Stafford brought his thumb and finger even closer and more painfully together before releasing his grip and letting his arm swing back down to his side.

“How’s our secret?” Stafford asked, smiling; edging closer. Two men, walking close to one another, talking excitedly, passed within fifteen yards of them; Harold almost called out.

“Still safe?” Stafford persisted.

Harold nodded.

“Safe and sound.”

“Of course.”

“Inside your safe.”

“Yes. Where else …?”

“Nothing. Nothing, Harold. Don’t sound so worried. It’s just that I’ll be needing it.”

“Soon?”

“Tomorrow. The day after. I’m not certain yet, but soon. Good news, eh, Harold? You can get your share of the investment. Five percent, wasn’t that what we …?”

“Ten.”

“Oh, yes,” Stafford laughed. “Of course, ten. Ten percent interest on one kilo, you’re looking at … £1,200, Harold. That’s a lot of money to be made just for storage. A solid profit, even if you take it out in kind.”

“I know,” said Harold. His mouth was dry, like ashes gone cold. He prayed he didn’t sound as nervous as he felt. Not for the first time in his life, he wished that he could act with a degree of conviction.

“A good enough deal for you not to get greedy.”

“Course it is.”

“That’s good, Harold.”

“Yes.”

“Good to hear.”

“This much to be made, there’s no call, that or anything else.”

He was close enough now for Harold to feel his breath on his face; smell-what? — cheese, cheap aftershave and, beneath that, what might be gin. Something pressed, hard, against the side of Harold’s leg, hard and metallic. Flinching, he wanted to look down but stopped himself, looking instead into Stafford’s face, searching for reason or meaning.

“The pub the other night,” Stafford said, “location. The bloke you were drinking with at the bar.”

“No one. I wasn’t. I talked to Mackenzie, a few minutes, nothing more.”

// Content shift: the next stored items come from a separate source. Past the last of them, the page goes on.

PR #230, opened 2018-03-05
Streams that are RESET by peer don't decrement count towards concurrency limit

DarrenTsung:
Sending 4000 notifications to APNs (Apple Push Notification service) gives this result:
1. Starts 4000 streams because hasn't received MAX_CONCURRENT_STREAMS from settings yet.
2. Receive settings with MAX_CONCURRENT_STREAMS as 1000.
3. Streams past the first 1000 are sent a reset frame by APNs.
4. ... streams are retried with correct limit + eventually everything succeeds.
5. Connection doesn't close automatically (#222) because `num_send_streams` is 3000.

`num_send_streams` is 3000 at the end of this example because streams that are reset do not return true for `is_closed()`. I added a check for this in `is_closed()`.

### DIFF
--- a/src/proto/streams/stream.rs
+++ b/src/proto/streams/stream.rs
@@ -212,6 +212,12 @@ impl Stream {
 
     /// Returns true if the stream is closed
     pub fn is_closed(&self) -> bool {
+        // If the stream has been reset by the peer then it will
+        // still have frames to send, but should count as closed
+        if self.state.is_non_local_reset() {
+            return true;
+        }
+
         // The state has fully transitioned to closed.
         self.state.is_closed() &&
             // Because outbound frames transition the stream state before being
--- a/src/proto/streams/state.rs
+++ b/src/proto/streams/state.rs
@@ -301,6 +301,13 @@ impl State {
         }
     }
 
+    pub fn is_non_local_reset(&self) -> bool {
+        match self.inner {
+            Closed(Cause::Proto(_)) => true,
+            _ => false,
+        }
+    }
+
     /// Returns true if the stream is already reset.
     pub fn is_reset(&self) -> bool {
         match self.inner {
--- a/src/proto/streams/store.rs
+++ b/src/proto/streams/store.rs
@@ -85,6 +85,10 @@ impl Store {
         }
     }
 
+    pub fn contains_key(&mut self, key: &Key) -> bool {
+        self.slab.contains(key.index)
+    }
+
     pub fn find_mut(&mut self, id: &StreamId) -> Option<Ptr> {
         let key = match self.ids.get(id) {
             Some(key) => *key,
--- a/src/proto/streams/store.rs
+++ b/src/proto/streams/store.rs
@@ -85,10 +85,6 @@ impl Store {
         }
     }
 
-    pub fn contains_key(&mut self, key: &Key) -> bool {
-        self.slab.contains(key.index)
-    }
-
     pub fn find_mut(&mut self, id: &StreamId) -> Option<Ptr> {
         let key = match self.ids.get(id) {
             Some(key) => *key,
--- a/src/proto/streams/streams.rs
+++ b/src/proto/streams/streams.rs
@@ -641,13 +641,6 @@ where
         me.actions.send.ensure_next_stream_id()?;
 
         if let Some(key) = key {
-            // Because the key does not hold a reference to this stream
-            // it is possible for the stream not to exist here (stream closed)
-            // therefore, we can return Ok(Async::Ready)
-            if !me.store.contains_key(key) {
-                return Ok(().into());
-            }
-
             let mut stream = me.store.resolve(*key);
             trace!("poll_pending_open; stream = {:?}", stream.is_pending_open);
             if stream.is_pending_open {
--- a/src/proto/streams/streams.rs
+++ b/src/proto/streams/streams.rs
@@ -641,6 +641,13 @@ where
         me.actions.send.ensure_next_stream_id()?;
 
         if let Some(key) = key {
+            // Because the key does not hold a reference to this stream
+            // it is possible for the stream not to exist here (stream closed)
+            // therefore, we can return Ok(Async::Ready)
+            if !me.store.contains_key(key) {
+                return Ok(().into());
+            }
+
             let mut stream = me.store.resolve(*key);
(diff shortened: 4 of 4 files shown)


src/proto/streams/stream.rs
```diff
@@ -212,6 +212,12 @@ impl Stream {
 
     /// Returns true if the stream is closed
     pub fn is_closed(&self) -> bool {
+        // If the stream has been reset by the peer then it will
+        // still have frames to send, but should count as closed
+        if self.state.is_non_local_reset() {
```
seanmonstar: Hm, I kind of wonder if this is bandaiding over another issue, which is that since the remote has reset this stream, then we should have cleared `pending_send` and `buffered_send_data`, right?

jwilm:
I would argue that the h2 API should not support creating streams until after a `SETTINGS` frame is received from the peer. Here's the relevant part of the spec:

> A SETTINGS frame MUST be sent by both endpoints at the start of a connection

seanmonstar:
Also relevant:

> To avoid unnecessary latency, clients are permitted to send additional frames to the server immediately after sending the client connection preface, without waiting to receive the server connection preface.

src/proto/streams/stream.rs
DarrenTsung: Yeah, that makes sense. Just wasn't sure if that was the right thing to do

carllerche:
I've been wanting to add a local limit as well. So the effective limit would be `min(local-limit, remote-limit)`.

Perhaps this could help? In that case, you could configure a max # of in-flight streams equal to what you expect the remote to be?

Of course, you would want to allow more if the remote allows more too. So, another option would be to supply a max that is in effect until you receive the remote settings. If this is set to zero, that would effectively achieve the behavior suggested by @jwilm

src/proto/streams/stream.rs
DarrenTsung: @seanmonstar - I pushed the change for `clearing pending_send` + `buffered_send_data` to a branch: https://github.com/DarrenTsung/h2/commit/6ee879630febb1b0a186054fbdc169e5db251e99 because I'm having some issues with `pop_frame()` getting called with streams that are reset and therefore don't have any frames to pop. The only exception is apparently scheduled reset streams, hitting this `expect("must be scheduled to reset")` (https://github.com/DarrenTsung/h2/blob/clear-send-buffer-on-remote-reset/src/proto/streams/prioritize.rs#L659).

Do you know why the connection is expecting the stream closed by remote reset to pop_frame?

jwilm:
@carllerche the "initial max" variant you suggested might be nice for our use case. The local limit makes sense as well, but doesn't do as much for us. The problem with setting this to the expected value is that the peer could change it at any time, and if they permit more, then we don't necessarily see any improvement without a code change.

All that said, it seems like there's a bug when exceeding the peer's limit at startup which needs to be resolved in any case.

src/proto/streams/stream.rs
seanmonstar: The `pending_send` buffer is always used in conjunction with the `Prioritize.pending_send` queue. So, if there are items in `pending_send`, it is also true the this stream is in `pending_send` queue. Then, in `poll_complete`, when the stream is taken from the queue, it's a logic error that the stream was queued but didn't have anything to write.

DarrenTsung: Ah okay. If this stream which is already in the `pending_send` buffer & queue receives a reset, then we should clear buffer + remove from queue.

Weird thing is that the `clear_queue()` method called by `recv_err()` only clears the buffer + doesn't remove it from the queue. How did streams that receive an error not hit this case where the buffer was cleared, but they were still queued? (Maybe they weren't queued + didn't have anything in the buffer?).

Anyways, I can see two solutions to this: 
1. Remove from queue in the `clear_queue()` (which already clears the buffer). This would require some sort of `remove()` method implemented for `store::Queue`. We would need to traverse the entire queue to find the matching key for the stream, which is not ideal.
2. Check if the stream `is_reset()` when popping a stream from the queue. If it is, we can just `continue;` and move on to the next stream.

Any preferences? I'll move on with implementing 2 first and seeing if it resolves the problem, should be a three-line change.

carllerche: I would say option 2 is best. This is a rare(ish) case, so it does not seem worth to require a linear traversal or change the queue to a doubly linked list.

DarrenTsung:
@carllerche @seanmonstar, what do you think is the right solution for this issue?

Basically, a stream increments `num_send_streams` when being pushed into `self.pending_send`.
https://github.com/carllerche/h2/blob/master/src/proto/streams/prioritize.rs#L700

And when the stream receives a reset, it transitions to closed:
https://github.com/carllerche/h2/blob/master/src/proto/streams/streams.rs#L260

But the stream does not decrement `num_send_streams` because it is not `is_counted()` before transitioning to closed. The reason `is_counted()` returns false is because it is still `self.is_pending_open` which is set when it is pushed into the queue (`self.pending_send`).
https://github.com/carllerche/h2/blob/master/src/proto/streams/stream.rs#L204

So current solution for removing the stream from the queue (when popped, ignore if reset) does not remove this flag pre-transition.

It seems in order to decrement `num_send_streams` properly we would need to remove it from the queue and clear the buffer before transitioning to mark it as `is_counted()`. But it seems a bit weird to change its state and then call `counts.transition`, as the whole point is that the state change happens within the function passed in.

carllerche:
@DarrenTsung Thanks for the analysis.

I'm not following this:

> The reason `is_counted()` returns false is because it is still `self.is_pending_open` which is set when it is pushed into the queue (`self.pending_send`). https://github.com/carllerche/h2/blob/master/src/proto/streams/stream.rs#L204

I don't see where `is_pending_open` is being set when it is pushed into the pending send queue.

The `self.pending_open.pop(store)` call should set `is_pending_open` to false. So, that should also transition the stream to "is_counted".

Also, if you want to talk via IRC/Gitter, to try to work through this faster, that is also an option.

DarrenTsung:
Sorry, what I wrote above was incorrect - pending_send should not be linked with is_pending_open. I actually found that this was the symptom of another issue (streams were being pushed into both pending_send and pending_open).

I'm closing this PR in order to order to open another PR as the work done on this branch is around debugging the root of the issue.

“In here again today. Seeing you.”

“That inspector …?”

“Resnick.”

“I never spoke to him before today.”

“Coincidence that he was in the pub, just a few stools away?”

“Must have been. I didn’t know, didn’t remember …”

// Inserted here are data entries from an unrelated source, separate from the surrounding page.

PR #231, opened 2018-03-07
notify send_tasks when there is a connection error

seanmonstar:
If `client::SendRequest` had parked a future with `poll_ready`, and there is a connection error (not eof), that future was never notified.

Also removes `open_task`, as it was dead code.


pimeys:
I've been testing this with real data the whole day, I see no more connection errors and requests getting stuck into limbo.

PR #235, opened 2018-03-07
Prevent pushing a stream into both pending_send + pending_open

DarrenTsung:
Because external users of h2 are allowed to `send_request()` and `send_data()` without blocking, a stream can get pushed into the pending_open queue (waiting for number of streams to go down), and also the pending_send queue (waiting for capacity on the stream / connection). My proposed solution is to prevent streams from being pushed into pending_send queue as streams put in the queue are scheduled to be executed + data should not be sent for a stream that is not open.

There are also newly added asserts that a stream should never be in pending_send and pending_open at the same time.

### DIFF
--- a/src/proto/streams/prioritize.rs
+++ b/src/proto/streams/prioritize.rs
@@ -407,8 +407,9 @@ impl Prioritize {
         // if there is no room according to the concurrency limit (max_send_streams), and we
         // also allow data to be buffered for send with send_data() if there is no capacity for
         // the stream to send the data, which attempts to place the stream in pending_send.
-        // If the stream is not open, we don't want the stream to be
-        // scheduled for execution (pending_send)
+        // If the stream is not open, we don't want the stream to be scheduled for
+        // execution (pending_send). Note that if the stream is in pending_open, it will be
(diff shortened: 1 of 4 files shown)


src/proto/streams/prioritize.rs
```diff
@@ -398,8 +398,18 @@ impl Prioritize {
...
+        // schedule the stream for execution
+        //
+        // Why do we not push into pending_send when the stream is in pending_open?
+        //
+        // We allow users to call send_request() which schedules a stream to be pending_open
+        // if there is no room according to the concurrency limit (max_send_streams), and we
+        // also allow data to be buffered for send with send_data() if there is no capacity for
+        // the stream to send the data, which attempts to place the stream in pending_send.
+        // If the stream is not open, we don't want the stream to be
+        // scheduled for execution (pending_send)
```
carllerche: Really great comment!

Maybe also include that once the stream gets removed from pending_open it will be queued on `pending_send` (so the writes get scheduled at that point).

DarrenTsung: Good point, added!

Whatever was pressing against him pressed harder so that Harold had to choke back a shout of pain. Around them car doors were slamming, engines starting up. First one set of headlights then another swept over them and past.

“If I find you’ve been setting me up …”

“What reason could I have for doing that? Alan, listen …”

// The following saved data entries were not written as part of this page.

PR #238, opened 2018-03-12
Streams receiving peer reset clear pending send

DarrenTsung:
So, I thought this issue was solved with #235, but actually what was happening was I had both these fixes + #235 previously, and removed these fixes because they didn't seem to be necessary (test code worked fine). Unfortunately, turns out there a race condition external to the h2 crate that was hiding this issue (adding additional logging causes this issue again).

The issue:
Streams that have pending send data and also receive a peer reset are not counted as `is_closed()` after reset. Because these streams were opened, they increment `num_send_streams` which is an internal tracker of the number of open send streams checked against `max_send_streams`. Therefore the connection will believe streams are still in-flight + won't open new streams.

The fix:
Properly call `prioritize.clear_queue()` when receiving a reset. I added two lines which reset `buffered_send_data` and `requested_send_capacity` to 0 which mimics logic from `pop_frame` (when frames are actually sent, they decrement these as well). This means that the stream is marked as `is_closed()` and decrements `num_send_streams` immediately after receiving a RESET.

Additional things: 
* I removed the Result<()> from `state.recv_reset` as it isn't needed and implies that the stream could fail changing the state + not clear the queue.
* We remove the peer reset stream from the `pending_send` queue when popped because otherwise it would be an O(N) traversal to remove it from the queue when receiving a reset.

Alternatives:
Instead of using `is_peer_reset()` we could alternatively have a variable on stream that is set when the queue is reset. That could be used instead when popping streams off `pending_send` and ignoring them.

### DIFF
--- a/src/proto/streams/prioritize.rs
+++ b/src/proto/streams/prioritize.rs
@@ -555,6 +555,9 @@ impl Prioritize {
         while let Some(frame) = stream.pending_send.pop_front(buffer) {
             trace!("dropping; frame={:?}", frame);
         }
+
+        stream.buffered_send_data = 0;
+        stream.requested_send_capacity = 0;
     }
 
     fn pop_frame<B>(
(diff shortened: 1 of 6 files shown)


carllerche:
This looks good to me. Is there possibly a way to test this?

I'm also not sure why CI is failing. The error doesn't immediately seem related to this PR. I restarted the build to see.

DarrenTsung:
Yes - added a test! Reading all the h2 code really helped, it was a lot easier to write a test this time, haha. Not sure how to prove this, but on master the test will hang because the connection does not send a GO_AWAY frame (the stream is still being held through `num_send_streams`).

PR #242, opened 2018-03-15
Add initial_max_send_streams() as builder option

DarrenTsung:
Problem: Establishing a connection to some provider and using the `poll_ready()` function to determine when there is space to establish new streams means that we can send up to `usize::MAX` streams until receiving a `Settings` frame from the remote peer.

Solution: Allow callers to specify an `initial_max_send_streams` which can be used until receiving the `Settings` frame. This will prevent using extraneous bandwidth and an extraneous amount of REFUSED_STREAM resets and can scale up or down the number of streams without causing unnecessary delays.

The default behavior is to keep the `initial_max_send_streams` at `usize::MAX` to keep functionality the same.

### DIFF
--- a/src/client.rs
+++ b/src/client.rs
@@ -177,6 +177,7 @@ use tokio_io::io::WriteAll;
 use std::fmt;
 use std::marker::PhantomData;
 use std::time::Duration;
+use std::usize;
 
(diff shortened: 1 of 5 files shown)


carllerche:
LGTM!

“That I don’t know yet. But I’m not taking chances.”

“Alan, look, I’ve told you before. This business with the police, it’s nothing to do with you, with … you know …”

A man with a heavy duffle coat stopped at the car immediately to Stafford’s left and unlocked his boot. He was whistling Butterfly’s first love song from Act One: Harold wished he were on a hillside overlooking Nagasaki, anywhere other than where he was.

Turning, the man nodded at Harold, who recognized his face but not his name. “Anything wrong?” the man said.

“No,” Harold said. “Nothing.”

“Uh-huh.” The man glanced sideways at Stafford, who had backed off beyond arm’s length. “I thought perhaps you had a flat battery, some problem like that.”

Harold’s tongue dampened his lower lip. “I’m fine,” he said. “The car’s fine.”

“Good.” The man nodded, turned and climbed into his car. Before he began to pull away, the sounds of an operatic overture filtered out into the dampening air.

“Eight o’clock, Harold. I’ll phone you. Tell you where to bring the stuff.”

“a.m.?”

“Bright and early. And, Harold …” Stafford patted the side pocket of his parka, “… if, for any reason, you don’t show up with what’s due to me, if anything’s out of line, I hope I don’t need to spell out what’s liable to happen.”

When Harold Roy ran the events through later in his mind, he could never clearly see Alan Stafford picking his way between the still-parked cars. What be could feel, with absolute recall, was the sharpness of the blade that moved upwards along the inside of his leg until it had been pressing against the heart of his groin.